Une solution à privilégier

ÉDITORIAL / On dit qu’il faut penser globalement et agir localement.

C’est ce qu’ont fait les 20 maires de la MRC du Granit en approuvant à l’unanimité un nouveau tracé pour la future voie de contournement ferroviaire qui aura moins d’impact pour les citoyens et le développement futur du territoire.

Il faut saluer le travail des élus, et particulièrement celui des maires des municipalités de Nantes, Frontenac et Lac-Mégantic, Jacques Breton, Gaby Gendron et Julie Morin, qui ont présenté le nouveau tracé avec, en tête, une meilleure acceptabilité sociale.

Une résolution officielle a été transmise au ministre fédéral des Transports, Marc Garneau.

Il s’agit là d’un « compromis acceptable », au dire du maire de Frontenac, Gaby Gendron, qui souligne que les élus ont consulté et été guidés par les citoyens.

Grosso modo, le nouveau tracé proposé longerait le trait-carré des terres sur le territoire de Frontenac, au lieu de les couper en deux, et contournerait l’emplacement d’un futur développement domiciliaire à Nantes.

Depuis la tragédie ferroviaire du 6 juillet 2013, qui avait fait 47 morts et détruit une bonne partie du centre-ville de Lac-Mégantic, le projet de voie de contournement a été une véritable saga, d’abord pour obtenir l’appui et l’aide financière des gouvernements provincial et fédéral, puis pour identifier un tracé acceptable.

Le tracé actuellement privilégié par le Bureau d’audiences publiques sur l’environnement (BAPE) soulève l’opposition notamment à Frontenac, qui ne veut pas voir la future voie ferrée scinder des terres agricoles et forestières, et à Nantes, qui craint de perdre des terrains voués au développement résidentiel.

Le projet est complexe puisqu’il implique l’achat de terrains et des expropriations, l’accord de la Commission de protection du territoire agricole, une étude d’impact et des travaux d’ingénierie, sans compter que Québec, Ottawa et le Central Maine & Quebec Railway ont leur mot à dire.

Mais avec la proposition des élus du Granit, la balle est maintenant dans le camp d’Ottawa.

Il est impératif que le ministre Garneau porte attention à ce nouveau tracé et respecte le compromis auquel sont arrivés les 20 maires.

Ottawa ne peut ignorer qu’il s’agit là d’une solution qui émane du milieu et qui semble bénéficier d’une acceptabilité sociale.

L’enjeu est extrêmement sérieux pour la population puisque le futur chemin de fer sera là pour des décennies à venir.

La population de Lac-Mégantic doit pouvoir retrouver la paix d’esprit après le traumatisme collectif de juillet 2013.

À quelques jours du cinquième anniversaire du déraillement du convoi pétrolier de la Montreal, Maine & Atlantic, il faut rappeler que les enquêtes de santé populationnelle réalisées au cours des dernières années par la Direction de la santé publique de l’Estrie ont démontré que la population méganticoise souffre encore des séquelles de cette tragédie, notamment des manifestations de stress post-traumatique et de la détresse psychologique.

Outre la question du développement futur de la MRC du Granit, la voie de contournement fait partie du processus de guérison de la population.

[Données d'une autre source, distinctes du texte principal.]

Issue #296, opened 2020-08-10
Larger State Machine unit tests


tli2:
Some of the less common races within the state machine/checkpointing code wasn't caught by the current tests. Running tests with significantly more threads/clients than the number of cores on a machine will force swapping behavior and hit new interleavings that will catch more subtle races.

Issue #295, opened 2020-08-10
State Machine race for async clients


tli2:
When an async client resumes, it first reads the current state and the state machine object and fast-forwards to the current cycle. This is buggy if another thread simultaneously start a new state machine --- the async thread will capture the new state machine, but believe it to be in the old cycle, because the state it sees is REST, and it cannot differentiate between REST being the end of the last cycle and the beginning of the new cycle. Depending on the state machine being swapped in, the failure can lead to crashes or non-termination of the state machine logic.

The fix should involve capturing the state machine object in session context before suspending a thread.

badrishc:
Related latency (not correctness) issue:  a thread during `OnThreadState` in the state machine accesses global FASTER-level information such as `faster._hybridLogCheckpoint`. If the thread were a catch-up thread, this information may in fact pertain to the future, such as a future `faster._hybridLogCheckpoint.info.finalLogicalAddress`. This would cause the late thread to spin while catching up, until the ongoing (future) condition is satisfied.

PR #299, opened 2020-08-20
[C#] Checkpoint and benchmark improvements + tests

badrishc:
* Update FASTER.benchmark with more options for frequent checkpoints
* Optimize checkpointing time by adding PreallocateLog option to LogSettings
* Improve sync/async code paths in checkpoint state machine
* Fixed bugs in checkpointing logic when fast-forwarding stale client sessions
* Make checkpointing state machine sync-only, corralling async loop to `CompleteCheckpointAsync`
* Added new state machine test suite to verify state machine behavior

Fix https://github.com/microsoft/FASTER/issues/295
Fix https://github.com/microsoft/FASTER/issues/296


cs/src/core/Index/FASTER/FASTER.cs
```diff
@@ -345,9 +346,18 @@ public async ValueTask CompleteCheckpointAsync(CancellationToken token = default
                     systemState.phase == Phase.IN_PROGRESS_GROW)
                     return;
 
-                // TODO: Do we need access to functions here?
-                // If yes then move this to either faster legacy or client session.
-                await ThreadStateMachineStep<Empty, Empty, Empty, NullFasterSession>(null, NullFasterSession.Instance, true, token);
+                List<ValueTask> valueTasks = new List<ValueTask>();
+                
+                ThreadStateMachineStep<Empty, Empty, Empty, NullFasterSession>(null, NullFasterSession.Instance, ref valueTasks, token);
```
tli2, line 351: This `ref` seems unnecessary

cs/src/core/Index/FASTER/FASTERThread.cs
```diff
@@ -27,7 +27,7 @@ public partial class FasterKV<Key, Value> : FasterBase, IFasterKV<Key, Value>
                     var currentState = SystemState.Copy(ref systemState);
                     if (currentState.phase == Phase.REST)
                     {
-                        var intermediateState = SystemState.Make(Phase.INTERMEDIATE, currentState.version);
+                        var intermediateState = SystemState.Make(currentState.phase | Phase.INTERMEDIATE, currentState.version);
```
tli2, line 30: Maybe refactor this into a method for readability?

badrishc: Done

cs/src/core/Index/FASTER/FASTER.cs
badrishc: Removed the ref.

tli2:
This only partially fixes #295 , right?

badrishc:
There should no longer be any correctness issue. It's possible for a thread to wait on a future flush, but this PR ensures forward progress. A way to fix it better would be to re-check whether thread local state is in a cycle prior to the current global state, after reading the semaphore.

badrishc:
Latest check-in fixes the latency issue by preventing thread waits on future checkpoint cycles.

PR #303, opened 2020-08-28
[C++] ScanIterator issues with varlen

sillycross:
(1) The ScanIterator did not correctly handle the case that record_t is null record 
(2) The ScanIterator did not correctly handle the case that begin_address is not a multiple of page_size
(3) Compact() should skip invalid record and null record

There are more invalid assumptions (e.g. it assumes that all keys and values have fixed length), so Compact() might still be not very usable after this fix. Also the existing test for Compact() is too weak, so probably there are other hidden bugs.


badrishc:
C++ compaction and scan was written with fixed size keys and values in mind. We will consider this in the larger context of fixing compaction for varlen.

PR #305, opened 2020-08-29
[C#] Remove generic type constraint + add DataContract serializer

badrishc:
* We are removing the generic type constraint `new()` on Key and Value types in FASTER. During `Deserialize`, the user is expected to create an instance of the type being deserialized. The change is breaking for custom serializers, but is worth the benefit of relaxing type constraints.
* Changed `IObjectSerializer` `ref` params to `in` and `out` for `Serialize` and `Deserialize` respectively (breaking change for custom serializers).
* Added default serializer for generic keys and values, based on `DataContractSerializer`, in case the user does not implement `IObjectSerializer<T>`.
* Added specialized fast binary serializers for `byte[]` and `string` key/value types.
* Added tests for strings and byte arrays as key/value types.

This PR makes code like the below (specifically, we are using C# string keys directly here) work out of the box:

```cs
        static void Main()
        {
            // Create device where log will spill to disk
            var device = Devices.CreateLogDevice("foo");

            // Create simplest store instance
            using var store
                = new FasterKV<string, int>(
                    1L << 20, // size of hash table in #cache lines; 64 bytes per cache line
                    new LogSettings { LogDevice = device } // log device
                    );

            // Create new "session" to talk to store using default provided callback functions
            using var s = store.NewSession(new SimpleFunctions<string, int>());

            int key = "mykey", val = 25, inp = 0, outp = 0;

            // Synchronous upsert of value
            s.Upsert(ref key, ref val, Empty.Default, 0);
            
            // Synchronous read of value
            var status = s.Read(ref key, ref inp, ref outp, Empty.Default, 0);
            
            // Check result
            if (status != Status.OK || outp != val)
            {
                throw new Exception();
            }
        }
```

### DIFF
--- a/cs/playground/ClassCache/Types.cs
+++ b/cs/playground/ClassCache/Types.cs
@@ -34,12 +34,12 @@ namespace ClassCache
 
     public class CacheKeySerializer : BinaryObjectSerializer<CacheKey>
     {
-        public override void Deserialize(ref CacheKey obj)
+        public override void Deserialize(out CacheKey obj)
         {
             obj = new CacheKey(reader.ReadInt64());
         }
 
-        public override void Serialize(ref CacheKey obj)
+        public override void Serialize(in CacheKey obj)
         {
             writer.Write(obj.key);
         }
@@ -59,12 +59,12 @@ namespace ClassCache
 
     public class CacheValueSerializer : BinaryObjectSerializer<CacheValue>
     {
-        public override void Deserialize(ref CacheValue obj)
+        public override void Deserialize(out CacheValue obj)
         {
             obj = new CacheValue(reader.ReadInt64());
         }
 
-        public override void Serialize(ref CacheValue obj)
+        public override void Serialize(in CacheValue obj)
         {
             writer.Write(obj.value);
         }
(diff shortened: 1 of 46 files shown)


cs/playground/ClassCache/Types.cs
```diff
@@ -36,7 +36,7 @@ public class CacheKeySerializer : BinaryObjectSerializer<CacheKey>
     {
         public override void Deserialize(ref CacheKey obj)
```
marius-klimantavicius, line 37: Maybe also change `ref` to `out` to strongly indicate that deserialize needs to provide a value.

badrishc: Good idea, yes that makes sense.

badrishc: We could also symmetrically make `Serialize` take an `in` instead of `ref` object param to signify read-only input. Not sure if it might make it troublesome for some implementations of Serialize, though.  Thoughts?

badrishc: I have updated the PR to use `in` and `out` instead of `ref` for `Serialize` and `Deserialize` respectively.

PR #317, opened 2020-09-05
[C#] Add documentation of publish-subscribe with uncommitted entries

tpajurek-dtml:
Documentation related to  #255 (implemented in #298).

@badrishc


badrishc:
Looks good, thanks! I have edited and merged your write-up with what we had in the earlier section.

Ottawa doit dire oui à la proposition des élus locaux.

Correctif 

Par ailleurs, une erreur s’est glissée dans l’éditorial du 22 juin intitulé « Se gouverner », signé par Denis Dufresne, au sujet de Sherbrooke Innopole. Contrairement à ce qui a été écrit, la vérificatrice générale de la Ville de Sherbrooke, Andrée Cossette, n’a pas recommandé la mise en place d’indicateurs de performance et que soient précisé les balises en cas de conflit d’intérêts. Dans les faits, Sherbrooke Innopole dispose d’un code d’éthique qui s’applique aux employés, administrateurs, dirigeants, membres des comités et sous-traitants qui traite de ces questions. Nos excuses.